11 eylül saldırılarında kız kardeşini kaybeden klitzman'ın depresyona girmesi, psikiyatr olmasına rağmen bunu teşhis edememesi ve depresyonda olduğunu fark ettikten sonra sürecin hasta açısından nasıl olduğunu deneyimlemesiyle ve aslında her şeyin hayal ettiğinden ne kadar farklı olduğunu idrak etmesiyle başlayan kitap, çeşitli ve çoğu ölümcül hastalıklara yakalanan doktorların kendi hastalıklarını teşhis etmekte geç kalmalarıyla, bire bir kendi uzmanlık alanları olmasına rağmen ilk işaretleri görememeleriyle ve neredeyse hepsinin etraflarındaki insanların baskısıyla ya da ciddi semptomlardan sonra hastaneye gitmeleriyle devam ediyor. meme kanseri teşhisi konulan bir doktorun şu sözleri konuyu özetler sanıyorum:
"it’s arrogance: ‘i’m a doctor, i’m protected.’ it’s a myth: ‘i know how to take care of myself and diagnose my problems.’ doctors think it will never happen to them. but that is such a mistake. because it can and probably will happen."
kitap boyunca kendi kendilerini tedavi etmeye kalkışmaları, en huysuz hastalarından daha huysuz hale gelmeleri, hemşirelere davranış şekilleri, dertlerini doktorlarına tam olarak anlatmadan sadece ipuçları verip "bakalım hastalığı teşhis edebiliyorlar mı" diye doktorlarının yeteneklerini test etmeleri (gerçi bunu ben de yapardım muhtemelen) kiminin test sonuçlarını görmeyi reddetmesi gibi hiç beklemediğim birçok irrasyonel tutumu benimseyen doktorlar ara ara yuh dedirttiler. eğitimli ve konuya hakim bir kitlenin daha yapıcı ve sakin davranmasını beklerdim açıkçası. doktorlar bile böyleyse biz sade vatandaşların manyaklaşması daha anlaşılır gelmeye başladı.
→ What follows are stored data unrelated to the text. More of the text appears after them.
Issue #430, opened 2025-03-25
Allow audit of proposal history


DomAyre:
Currently the new application endpoint `/proposals` doesn't save the proposals themselves, the thinking was since we have no voting mechanism we didn't need the table of active proposals.

However what we're missing is the auditability of *who* made the changes resulting from the proposal. So saving proposals will facilitate this.

We need to decide whether the proposal table is public or private.

If it is public:
- It's more transparent
- We would need to introduce defences against attackers taking those proposals and attempting to use them for replay and confusion attacks
  - The way CCF handles this is via two protected headers in the COSE document, `msg_type` and `created_at`, which we would need to parse out of the COSE document and enforce sensible policies against.

If it is private:
- We would need to think carefully about who should be able to audit it

DomAyre:
We had a meeting to discuss the options, the conclusion was to store proposals in a public table and therefore parse the protected headers in the same way CCF does

DomAyre:
I have been investigating the details of how this will work exactly, the goal of the design is to be as similar to the real CCF proposals as possible, unless it creates some headache for our use case.

I spoke with Eddy about how CCF does this, they have two governance tables, one for open proposals and one for "recent" COSE proposals. To audit the full history you read the ledger to see the history of the former table, and the latter table is used to enforce the check which defends against replay attacks. Eddy said the main reason they remove resolved proposals was mostly to deal with memory constraints on SGX.

My proposal for how we implement this is:
- We have a proposals table which stores the last n proposals (n being configurable maybe? likely at build time if so)
- We add a GET implementation to `/app/proposals` which returns the contents of the table
- For a full audit, users can inspect the raw ledger like they would in regular CCF

PR #436, opened 2025-03-26
Use COSE Sign1 authentication in proposals endpoint

DomAyre:
Partly addresses #421 and #430 

### Why

In order to be able to audit proposals history and make proposals with no local certs (before JWT validation policy is set), we need to be able to use COSE Sign1 authentication.

### How
- [x] Change `app.json` manifest to only accept cose authentication
- [x] Implement application code to check the COSE document
- [x] Update users of the proposals endpoint to COSE sign the proposal 
- [x] Fix up miscellaneous places which assumed certs would be local
- [x] Add testing for ACL and AKV together


beejones:
@DomAyre 
Is it possible to explain in a few lines how the trust model for the cose signature works for ACL and CCF?

DomAyre:
> @DomAyre Is it possible to explain in a few lines how the trust model for the cose signature works for ACL and CCF?

@beejones I've added a comment explaining where the validation code comes from, but I am hoping someone like you who knows more about the threat model and security nuances can check the logic (especially the assertion about CCF validating the document, I believe Amaury said this but I might have misunderstood)

Also worth considering our conversations in standup, which is also documented in #430 which would require further changes to this code in the future

DomAyre:
@beejones The note in the README was added in https://github.com/microsoft/azure-privacy-sandbox-kms/pull/436/commits/13d63a9902ac5ba2ba5b4a1581ffa0c1d8a7490f

Please let me know if you'd like to see any other changes

beejones (approved):

DomAyre:
@beejones Can you confirm you're happy with how the COSE document is validated? This is the main area I was hoping for review for on this PR

scripts/kms/key_rotation_policy_set.sh
```diff
@@ -14,9 +16,17 @@ key_rotation_policy_set() {
     # Echo the ROTATION_POLICY to the proposal file
     echo "$ROTATION_POLICY" | jq > "$WORKSPACE/proposals/set_key_rotation_policy.json"
 
-    # Submit the proposal
-    source $REPO_ROOT/scripts/kms/endpoints/proposals.sh \
-        "$WORKSPACE/proposals/set_key_rotation_policy.json"
+    (
+        # If running on sandbox_local, use the user cert because KMS can only
+        # authenticate user COSE signature
+        if [[ "$KMS_URL" == "https://127.0.0.1:8000" ]]; then
```
KenGordon, line 22: Nit:Since you have to do this more than once, would some flag indicating that the KMS was a special local one or some such scheme be nicer?

test/system-test/conftest.py
```diff
@@ -145,11 +145,21 @@ def setup_ccf_session():
 
 
 def _setup_kms():
-    if USE_AKV:
-        call_script([
-            "./scripts/akv/key-import.sh",
-            f'{os.getenv("DEPLOYMENT_NAME", "kms")}-private-key'
-        ])
+    if USE_AKV and TEST_ENVIRONMENT == "ccf/sandbox_local":
```
KenGordon, line 148: How does this relate to the check vs 127.0.0.1:8000? I guess this is a different scenario with a real AKV?

PR #438, opened 2025-03-28
Speed up start time for all ccf sandbox images

DomAyre:
### Why

Refactoring privacy-sandbox-dev means we can reuse the CCF image, this means we can make the performance optimisation to include SNP builds

### How

- [x] Derive python venv setup code from sandbox.sh and call it directly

bazı yerlerde de ciddi ciddi moralim bozuldu. hiv pozitif bir doktor hastalığı ilerledikçe koşuya çıkamaz hale gelir ve bu konuda yapabileceği bir şey olup olmadığını kendi doktoruna sorar; ancak doktoru bunu önemsemez "bunu mu dert ettin şimdi" benzeri laflar eder. hayatı koşmak ve hareket olan biri olduğum için en çok empati yaptığım hasta bu oldu. bu konuda şöyle demiş, aşırı empatiden dudaklarım titreyerek okudum: "running meant everything to me. it was how i got out my frustration and anger. i got a runner’s high. it was an escape. but my aerobic capacity went down. my internist didn’t take that as seriously as i wanted. she’d say, ‘you’re such a jock!’ i often felt that if i couldn’t run, i’d just as soon die. in childhood, i felt bad that i couldn’t do anything athletic."